▶ [EXERCISE REQUIREMENTS]:
Find and copy the lines in the records beneath this task that contain the word "UpdateOption".

—————

PR #469, opened 2022-07-08
dhcpv4: support RENEW requests and option deletion

twelho:
When using `nclient4.RequestFromOffer` with an existing offer to issue lease renewals, `OptionRequestedIPAddress` and `OptionServerIdentifier` must be cleared to comply with [RFC 2131, section 4.3.2] (RENEW). Updating these with modifiers using `dhcpv4.WithOption` does work, but setting the IP addresses to `nil` causes `Options` keep them which results in an invalid DHCP packet that has entries with without values. This fix implements a new `WithoutOption` modifier that can be used to clear those options.

Additionally, it also enables native issuing of renew requests with a new `nclient4.Client.Renew` method using the aforementioned functionality.

[RFC 2131, section 4.3.2]: https://datatracker.ietf.org/doc/html/rfc2131#section-4.3.2

### DIFF
--- a/dhcpv4/dhcpv4.go
+++ b/dhcpv4/dhcpv4.go
@@ -382,6 +382,13 @@ func (d *DHCPv4) GetOneOption(code OptionCode) []byte {
 	return d.Options.Get(code)
 }
 
+// DeleteOption deletes an existing option with the given option code.
+func (d *DHCPv4) DeleteOption(code OptionCode) {
+	if d.Options != nil {
+		d.Options.Del(code)
+	}
+}
+
 // UpdateOption replaces an existing option with the same option code with the
 // given one, adding it if not already present.
 func (d *DHCPv4) UpdateOption(opt Option) {
--- a/dhcpv4/dhcpv4.go
+++ b/dhcpv4/dhcpv4.go
@@ -231,6 +231,7 @@ func NewInform(hwaddr net.HardwareAddr, localIP net.IP, modifiers ...Modifier) (
 }
 
 // NewRequestFromOffer builds a DHCPv4 request from an offer.
+// It assumes the SELECTING state by default, see Section 4.3.2 in RFC 2131 for more details.
 func NewRequestFromOffer(offer *DHCPv4, modifiers ...Modifier) (*DHCPv4, error) {
 	return New(PrependModifiers(modifiers,
 		WithReply(offer),
@@ -245,6 +246,21 @@ func NewRequestFromOffer(offer *DHCPv4, modifiers ...Modifier) (*DHCPv4, error) 
 			OptionDomainName,
 			OptionDomainNameServer,
 		),
+	)...)
+}
+
+// NewRenewFromOffer builds a DHCPv4 RENEW-style request from an offer. RENEW requests have minor
+// changes to their options compared to SELECT requests as specified by RFC 2131, section 4.3.2.
+func NewRenewFromOffer(offer *DHCPv4, modifiers ...Modifier) (*DHCPv4, error) {
+	return NewRequestFromOffer(offer, PrependModifiers(modifiers,
+		// The server identifier option must not be filled in
+		WithoutOption(OptionServerIdentifier),
+		// The requested IP address must not be filled in
+		WithoutOption(OptionRequestedIPAddress),
+		// The client IP must be filled in with the IP offered to the client
+		WithClientIP(offer.YourIPAddr),
+		// The renewal request must use unicast
+		WithBroadcast(false),
 	)...)
 }
 
--- a/dhcpv4/modifiers_test.go
+++ b/dhcpv4/modifiers_test.go
@@ -44,6 +44,17 @@ func TestWithOptionModifier(t *testing.T) {
 	require.Equal(t, "slackware.it", dnOpt)
 }
 
+func TestWithoutOptionModifier(t *testing.T) {
+	d, err := New(
+		WithOption(OptDomainName("slackware.it")),
+		WithoutOption(OptionDomainName),
+	)
+	require.NoError(t, err)
+
+	require.False(t, d.Options.Has(OptionDomainName))
+	require.Equal(t, "", d.DomainName())
+}
+
 func TestUserClassModifier(t *testing.T) {
 	d, err := New(WithUserClass("linuxboot", false))
 	require.NoError(t, err)
--- a/dhcpv4/nclient4/client.go
+++ b/dhcpv4/nclient4/client.go
@@ -493,6 +493,7 @@ func (e *ErrNak) Error() string {
 }
 
 // RequestFromOffer sends a Request message and waits for an response.
+// It assumes the SELECTING state by default, see Section 4.3.2 in RFC 2131 for more details.
 func (c *Client) RequestFromOffer(ctx context.Context, offer *dhcpv4.DHCPv4, modifiers ...dhcpv4.Modifier) (*Lease, error) {
 	// TODO(chrisko): should this be unicast to the server?
 	request, err := dhcpv4.NewRequestFromOffer(offer, dhcpv4.PrependModifiers(modifiers,
--- a/dhcpv4/nclient4/lease.go
+++ b/dhcpv4/nclient4/lease.go
@@ -3,6 +3,7 @@
 package nclient4
 
 import (
+	"context"
 	"fmt"
 	"net"
 	"time"
@@ -35,4 +36,42 @@ func (c *Client) Release(lease *Lease, modifiers ...dhcpv4.Modifier) error {
 		c.logger.PrintMessage("sent message:", req)
 	}
 	return err
+}
+
+// Renew sends a DHCPv4 request to the server to renew the given lease. The renewal information is
+// sourced from the initial offer in the lease, and the ACK of the lease is updated to the ACK of
+// the latest renewal. This avoids issues with DHCP servers that omit information needed to build a
+// completely new lease from their renewal ACK (such as the Windows DHCP Server).
+func (c *Client) Renew(ctx context.Context, lease *Lease, modifiers ...dhcpv4.Modifier) error {
+	if lease == nil {
+		return fmt.Errorf("lease is nil")
+	}
+
+	request, err := dhcpv4.NewRenewFromOffer(lease.Offer, dhcpv4.PrependModifiers(modifiers,
+		dhcpv4.WithOption(dhcpv4.OptMaxMessageSize(MaxMessageSize)))...)
+	if err != nil {
+		return fmt.Errorf("unable to create a request: %w", err)
+	}
+
+	// Servers are supposed to only respond to Requests containing their server identifier,
+	// but sometimes non-compliant servers respond anyway.
+	// Clients are not required to validate this field, but servers are required to
+	// include the server identifier in their Offer per RFC 2131 Section 4.3.1 Table 3.
+	response, err := c.SendAndRead(ctx, c.serverAddr, request, IsAll(
+		IsCorrectServer(lease.Offer.ServerIdentifier()),
+		IsMessageType(dhcpv4.MessageTypeAck, dhcpv4.MessageTypeNak)))
+	if err != nil {
+		return fmt.Errorf("got an error while processing the request: %w", err)
+	}
+	if response.MessageType() == dhcpv4.MessageTypeNak {
+		return &ErrNak{
+			Offer: lease.Offer,
+			Nak:   response,
+		}
+	}
+
+	// Update the ACK of the lease with the ACK of the latest renewal
+	lease.ACK = response
+
+	return nil
 }
--- a/dhcpv4/nclient4/lease_test.go
+++ b/dhcpv4/nclient4/lease_test.go
@@ -1,4 +1,4 @@
-// this tests nclient4 with lease and release
+// this tests nclient4 with lease, renew and release
 
 package nclient4
 
@@ -236,6 +236,14 @@ func (sll *testServerLeaseList) runTest(t *testing.T) {
 		sll.lastTestSvrErrLock.RLock()
 		keepgoing := chkerr(err, sll.lastTestSvrErr, l.ShouldFail, t)
 		sll.lastTestSvrErrLock.RUnlock()
+
+		if keepgoing {
+			err = clnt.Renew(context.Background(), lease)
+			sll.lastTestSvrErrLock.RLock()
+			keepgoing = chkerr(err, sll.lastTestSvrErr, l.ShouldFail, t)
+			sll.lastTestSvrErrLock.RUnlock()
+		}
+
 		if keepgoing {
 			err = clnt.Release(lease)
 			//this sleep is to make sure release is handled by server
--- a/dhcpv4/dhcpv4_test.go
+++ b/dhcpv4/dhcpv4_test.go
@@ -266,6 +266,43 @@ func TestDHCPv4NewRequestFromOfferWithModifier(t *testing.T) {
 	require.Equal(t, MessageTypeRequest, req.MessageType())
 }
 
+func TestDHCPv4NewRenewFromOffer(t *testing.T) {
+	offer, err := New()
+	require.NoError(t, err)
+	offer.SetBroadcast()
+	offer.UpdateOption(OptMessageType(MessageTypeOffer))
+	offer.UpdateOption(OptServerIdentifier(net.IPv4(192, 168, 0, 1)))
+	offer.UpdateOption(OptRequestedIPAddress(net.IPv4(192, 168, 0, 1)))
+	offer.YourIPAddr = net.IPv4(192, 168, 0, 1)
+
+	// RFC 2131: RENEW-style requests will be unicast
+	var req *DHCPv4
+	req, err = NewRenewFromOffer(offer)
+	require.NoError(t, err)
+	require.Equal(t, MessageTypeRequest, req.MessageType())
+	require.Nil(t, req.GetOneOption(OptionServerIdentifier))
+	require.Nil(t, req.GetOneOption(OptionRequestedIPAddress))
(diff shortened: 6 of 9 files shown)


smira (approved):

twelho:
@insomniacslk @pmazzini could I get a review? This is needed for https://github.com/siderolabs/talos/pull/5897 which is lined up for the 1.2 release of Talos.

pmazzini:
I really don't like making the `Update` method removing an option, from its name it is not clear it will do this.
I also don't like setting the value of options to `nil`, it looks hacky.

How about having a a modifier removing those options or a `NewRenewFromOffer`?

twelho:
I can add a `Del` function to `Options` (similar to `dchpv6`) and corresponding a modifier for it. It might be a good idea to also provide `NewRenewFromOffer` as a shorthand. I will update this PR shortly.

However, it is still possible to cause the library to send invalid DHCP packets with `nil` values in `Option`s. In my opinion this should be prevented somehow. Thoughts?

hugelgupf:
It need not be prevented. Options that have no value are perfectly valid,
and in Go it is often non-idiomatic and non-obvious to treat nil and
[]byte{} as different (both have length 0).

DHCPv4 spec afaik only has the Pad and End options without value, but it
doesn't keep a vendor from specifying and implementing an option without a
value in vendor-specific options, for example. (DHCPv6 has Rapid Commit,
for example.)

twelho:
Hmm, then really what seems to be missing is some kind of input validation for each of the known options as specified by [RFC 2132](https://datatracker.ietf.org/doc/html/rfc2132) in the various `Opt*` functions. That will have to be a separate PR if such functionality is desired.

twelho:
Alright, inspired by @pmazzini's suggestions I present a new approach.

- https://github.com/insomniacslk/dhcp/pull/469/commits/7cd86e1b80be3a3ca310b447519e887b94a2a240 adds the required functionality and a dedicated modifier for option deletion.
- https://github.com/insomniacslk/dhcp/pull/469/commits/575f18f584ca106c1af28f533d245629092f6403 essentially implements `NewRenewFromOffer`, but in a more generic way that covers all four variants of a DHCPREQUEST as specified by RFC 2131.

Could I get a re-review? I will implement unit tests *after* the design has been accepted, but before this PR is merged. Also, if you prefer to have the two functionalities in separate PRs, just let me know.

dhcpv4/dhcpv4.go
```diff
@@ -230,22 +230,48 @@ func NewInform(hwaddr net.HardwareAddr, localIP net.IP, modifiers ...Modifier) (
 	)...)
 }
 
-// NewRequestFromOffer builds a DHCPv4 request from an offer.
-func NewRequestFromOffer(offer *DHCPv4, modifiers ...Modifier) (*DHCPv4, error) {
```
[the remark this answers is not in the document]
twelho: Yes we can, I wasn't sure how stable the API is here, but that makes sense. I'll still however update the comment to indicate that this explicitly issues a request in the `selecting` state.

dhcpv4/nclient4/client.go
```diff
@@ -492,10 +493,10 @@ func (e *ErrNak) Error() string {
 	return "server rejected request with Nak"
 }
 
-// RequestFromOffer sends a Request message and waits for an response.
-func (c *Client) RequestFromOffer(ctx context.Context, offer *dhcpv4.DHCPv4, modifiers ...dhcpv4.Modifier) (*Lease, error) {
```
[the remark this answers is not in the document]
twelho: Yes, I'll undo the modifications here and update the comment as above.

twelho:
> How about making the renew a method of the lease?
> 
> https://github.com/insomniacslk/dhcp/blob/master/dhcpv4/nclient4/lease.go#L25

This make sense. I don't have time to proto this today anymore, but will look into it implementing it that way tomorrow. How about the approach to clearing options, specifically https://github.com/insomniacslk/dhcp/commit/7cd86e1b80be3a3ca310b447519e887b94a2a240? It is now a bit tangentially related, but could still be useful (since `dhcpv6` has it).

twelho:
8dc422bf899950c56f65968ea86966a0e964c51d now contains the approach where `Renew` is a method of `Client` next to `Release`. This is the smallest changeset I could come up with, the architecture is not very flexible to enable implementing this without almost duplicating `RequestFromOffer` due to the tight coupling between `request` and `offer` in that method.

twelho:
I've managed to integrate `Renew` with the existing `RequestFromOffer` method. The functionality should be the same, but this approach avoids the code duplication and maintenance overhead. Will now write some unit tests for both this and the option removal.

twelho:
Alright, unit tests added. This should now be ready for final review.

dhcpv4/dhcpv4.go
```diff
@@ -230,7 +230,7 @@ func NewInform(hwaddr net.HardwareAddr, localIP net.IP, modifiers ...Modifier) (
 	)...)
 }
 
-// NewRequestFromOffer builds a DHCPv4 request from an offer.
+// NewRequestFromOffer builds a DHCPv4 request in the SELECT state from an offer.
```
pmazzini, line 233: Do we need this clarification? I am not sure if this makes things more clear or more confusing.

dhcpv4/nclient4/client.go
```diff
@@ -492,7 +492,7 @@ func (e *ErrNak) Error() string {
 	return "server rejected request with Nak"
 }
 
-// RequestFromOffer sends a Request message and waits for an response.
+// RequestFromOffer sends a Request message in the SELECT state and waits for a response.
```
pmazzini, line 495: Same: Do we need this clarification? I am not sure if this makes things more clear or more confusing.

dhcpv4/nclient4/lease_test.go
```diff
@@ -236,13 +236,21 @@ func (sll *testServerLeaseList) runTest(t *testing.T) {
...
-			err = clnt.Release(lease)
-			//this sleep is to make sure release is handled by server
-			time.Sleep(time.Second)
+			lease, err = clnt.Renew(context.Background(), lease.Offer)
 			sll.lastTestSvrErrLock.RLock()
-			chkerr(err, sll.lastTestSvrErr, l.ShouldFail, t)
+			keepgoing = chkerr(err, sll.lastTestSvrErr, l.ShouldFail, t)
 			sll.lastTestSvrErrLock.RUnlock()
+
+			if keepgoing {
```
pmazzini, line 246: Do we need this as a nested if? Can it not go outside of the previous if?

dhcpv4/dhcpv4.go
```diff
@@ -262,12 +262,12 @@ func NewReplyFromRequest(request *DHCPv4, modifiers ...Modifier) (*DHCPv4, error
 }
 
 // NewReleaseFromACK creates a DHCPv4 Release message from ACK.
-// default Release message without any Modifer is created as following:
+// default Release message without any Modifiers is created as following:
```
pmazzini, line 265: All these comment updates are unrelated to the RENEW support. Maybe they should be a different PR.

dhcpv4/nclient4/lease.go
```diff
@@ -18,17 +18,17 @@ type Lease struct {
 	CreationTime time.Time
 }
 
-// Release send DHCPv4 release messsage to server, based on specified lease.
-// release is sent as unicast per RFC2131, section 4.4.4.
-// Note: some DHCP server requries of using assigned IP address as source IP,
-// use nclient4.WithUnicast to create client for such case.
+// Release sends a DHCPv4 release message to server, based on the specified lease.
```
pmazzini, line 21: Same: All these comment updates are unrelated to the RENEW support. Maybe they should be a different PR.

dhcpv4/dhcpv4.go
twelho: [RFC 2131](https://datatracker.ietf.org/doc/html/rfc2131#section-4.3.2) states that there are four different DHCPREQUEST types, this function always constructs a request in the SELECT state. This tripped me up when trying to do RENEWs with it, thus I've added the comment.

dhcpv4/nclient4/client.go
twelho: This calls `NewRequestFromOffer`, which does SELECT requests by default. I can however change the wording to be a bit more subtle.

dhcpv4/dhcpv4.go
twelho: I can however change the wording to be a bit more subtle.

dhcpv4/nclient4/lease_test.go
twelho: I think what was intended here is to stop progressing if an error occurs, but make sure to always unlock the mutex, thus the nested `if`s. I can however refactor it to use `continue`s instead to avoid the nesting.

dhcpv4/dhcpv4.go
twelho: Sure, I can remove them. Wanted to just improve the wording as I go, makes it easier to understand while figuring things out.

twelho:
Review feedback assessed.

dhcpv4/nclient4/lease_test.go
```diff
@@ -236,15 +236,24 @@ func (sll *testServerLeaseList) runTest(t *testing.T) {
 		sll.lastTestSvrErrLock.RLock()
 		keepgoing := chkerr(err, sll.lastTestSvrErr, l.ShouldFail, t)
 		sll.lastTestSvrErrLock.RUnlock()
-		if keepgoing {
-			err = clnt.Release(lease)
```
pmazzini, line 240: What is the benefit of this modification?

twelho: Since we need to test `keepgoing` twice (once for `Renew` and again for `Relese` since we need stop going if either of them fails), doing it this way avoids all nesting and makes the two cases homogeneous. This code for `Release` hasn't been removed, it has just moved down...

dhcpv4/nclient4/lease_test.go
```diff
@@ -236,15 +236,24 @@ func (sll *testServerLeaseList) runTest(t *testing.T) {
...
+		if !keepgoing {
+			continue
+		}
+
+		err = clnt.Release(lease)
+		//this sleep is to make sure release is handled by server
+		time.Sleep(time.Second)
+		sll.lastTestSvrErrLock.RLock()
+		chkerr(err, sll.lastTestSvrErr, l.ShouldFail, t)
+		sll.lastTestSvrErrLock.RUnlock()
```
twelho, line 256: ...here.

dhcpv4/nclient4/lease_test.go
pmazzini: I guess my question was: Is there any problem with having it like this to keep it consistent?

```
		if keepgoing {
        		lease, err = clnt.Renew(context.Background(), lease.Offer)
			sll.lastTestSvrErrLock.RLock()
			keepgoing = chkerr(err, sll.lastTestSvrErr, l.ShouldFail, t)
			sll.lastTestSvrErrLock.RUnlock()
		}

		if keepgoing {
	        	err = clnt.Release(lease)
		        //this sleep is to make sure release is handled by server
        		time.Sleep(time.Second)
	        	sll.lastTestSvrErrLock.RLock()
	        	chkerr(err, sll.lastTestSvrErr, l.ShouldFail, t)
        		sll.lastTestSvrErrLock.RUnlock()
		}
```

twelho: Aha, I see now. Yes, I can refactor it to be that way. It might be a bit confusing with `keepgoing` being updated inside the first `if`, but nevertheless it works the same.

twelho: Fixed in 16f5a6e00347d22bc516d4f9c63485d25de4c852.

pmazzini (approved):
lgtm

dhcpv4/modifiers_test.go
```diff
@@ -39,9 +39,19 @@ func TestWithOptionModifier(t *testing.T) {
 	d, err := New(WithOption(OptDomainName("slackware.it")))
 	require.NoError(t, err)
 
-	dnOpt := d.DomainName()
```
pmazzini, line 42: Actually, this change is not related to the title of the PR. Do you mind having these changes separately?

twelho: I can remove them from this PR.

But at this point i would like to see a `CONTRIBUTING.md` or similar guideline explaining for example that PRs must _only_ contain minimal changes that are directly related to the description (and any other project policies). To be clear, I've got nothing against this policy (or any other for that matter), but the contribution workflow has to be clear to contributors _before_ they start their work to avoid wasting everyone's time with these tiny incremental reviews. (And no, it is not obvious as each project does things a bit differently.)

twelho:
Seems like there are no more comments, could this be merged @pmazzini?

I've submitted a follow-up changeset at https://github.com/insomniacslk/dhcp/pull/470 which would also be great to have reviewed and merged together with this. It is more straight forward and should hopefully be easier to review compared to this PR.

dhcpv4/nclient4/client.go
```diff
@@ -478,6 +478,21 @@ func (c *Client) Request(ctx context.Context, modifiers ...dhcpv4.Modifier) (lea
 	return c.RequestFromOffer(ctx, offer, modifiers...)
 }
 
+// Renew sends a lease renewal based on the given offer. RENEW requests only have a minor set of
+// changes to their options compared to SELECT requests as specified by RFC 2131, section 4.3.2.
+func (c *Client) Renew(ctx context.Context, offer *dhcpv4.DHCPv4, modifiers ...dhcpv4.Modifier) (*Lease, error) {
```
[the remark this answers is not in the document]
twelho: The reasoning is that it only requires information from the offer and not the ACK. Taking in a narrower interface allows for better flexibility. For example in Talos we only store the offer from of a lease as the ACK information is parsed right away (see [here](https://github.com/siderolabs/talos/pull/5897/files#diff-009d3627b4be29dee368cb384b84645b5cd590b8eb1febfd1e548599c0bb6d2fR529-R536)). If one has a full lease, they can still very natually call `Renew(ctx, lease.offer)`, as it makes sense to renew the lease based on the information that was initially offered to a client (such as the original IP).

Since `Renew` takes modifiers and is more closely related to `Request` et al. (since it returns a `Lease`), it made sense to assimilate with those functions instead of `Release`, which works quite differently. I consider `Request` and `Renew` to be a pair, for example in Talos the same procedure is used to call both.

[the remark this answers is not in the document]
twelho: This approach turned out to be insufficient with DHCP servers that return incomplete ACKs during lease renewals (so the lease cannot be rotated), so I have now changed `Renew` to live next to and work just like `Release` and take in the entire lease. I managed to do this in a relatively clean way that also allowed for some additional unit testing of `NewRenewFromOffer`.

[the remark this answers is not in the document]
twelho: The new `Renew` approach is in https://github.com/insomniacslk/dhcp/pull/469/commits/aeb78d02bd032611653400cd55e3331a1f839aa9 and the corresponding unit tests in https://github.com/insomniacslk/dhcp/pull/469/commits/feb14de874aeca08e22d0d0a2f7859315646289d.

twelho:
@pmazzini could this be reviewed and merged? I think I have addressed all of the feedback, and don't plan on doing any more changes. This PR and https://github.com/insomniacslk/dhcp/pull/470 are really blocking https://github.com/siderolabs/talos/pull/5897 now.

pmazzini (approved):

pmazzini:
@twelho Sorry for dropping this for a while. Is this ready to be merged?

twelho:
Yes, this PR is ready to be merged from my side. I will fix up https://github.com/insomniacslk/dhcp/pull/470 this weekend as well, apologies for the delays there as I've been quite busy the last couple of weeks.

dhcpv4/nclient4/lease.go
```diff
@@ -36,3 +37,41 @@ func (c *Client) Release(lease *Lease, modifiers ...dhcpv4.Modifier) error {
...
+	}
+	if response.MessageType() == dhcpv4.MessageTypeNak {
+		return &ErrNak{
+			Offer: lease.Offer,
+			Nak:   response,
+		}
+	}
+
+	// Update the ACK of the lease with the ACK of the latest renewal
+	lease.ACK = response
```
pmazzini, line 74: Thinking back about this a new Lease should have been returned instead of modifying the one passed by parameter.

pmazzini: @twelho Would you be able to follow up on this?

twelho: Sure, I'll send a PR for that in the next couple of days.

twelho: https://github.com/insomniacslk/dhcp/pull/478

pmazzini:
Looking back at this, should it have been `NewRenewFromAck` instead of `NewRenewFromOffer`?

twelho:
There's a problem with that, the server may decide to drop the client IP from the ACK response (see `ciaddr` [here](https://www.rfc-editor.org/rfc/rfc2131#section-4.3.1)), which means that a purely ACK-based solution would not know the IP to unicast the renewal request with.

pmazzini:
> There's a problem with that, the server may decide to drop the client IP from the ACK response (see ciaddr [here](https://www.rfc-editor.org/rfc/rfc2131#section-4.3.1)), which means that a purely ACK-based solution would not know the IP to unicast the renewal request with.

All you need in the Review is the `yiaddr`: https://github.com/insomniacslk/dhcp/blob/master/dhcpv4/dhcpv4.go#L260
Am I missing something?

twelho:
Indeed, didn't look at the correct row. The change to `NewRenewFromAck` is now available here: https://github.com/insomniacslk/dhcp/pull/498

—————

▶ [EXERCISE RESPONSE]:
 // UpdateOption replaces an existing option with the same option code with the
 func (d *DHCPv4) UpdateOption(opt Option) {
+	offer.UpdateOption(OptMessageType(MessageTypeOffer))
+	offer.UpdateOption(OptServerIdentifier(net.IPv4(192, 168, 0, 1)))
+	offer.UpdateOption(OptRequestedIPAddress(net.IPv4(192, 168, 0, 1)))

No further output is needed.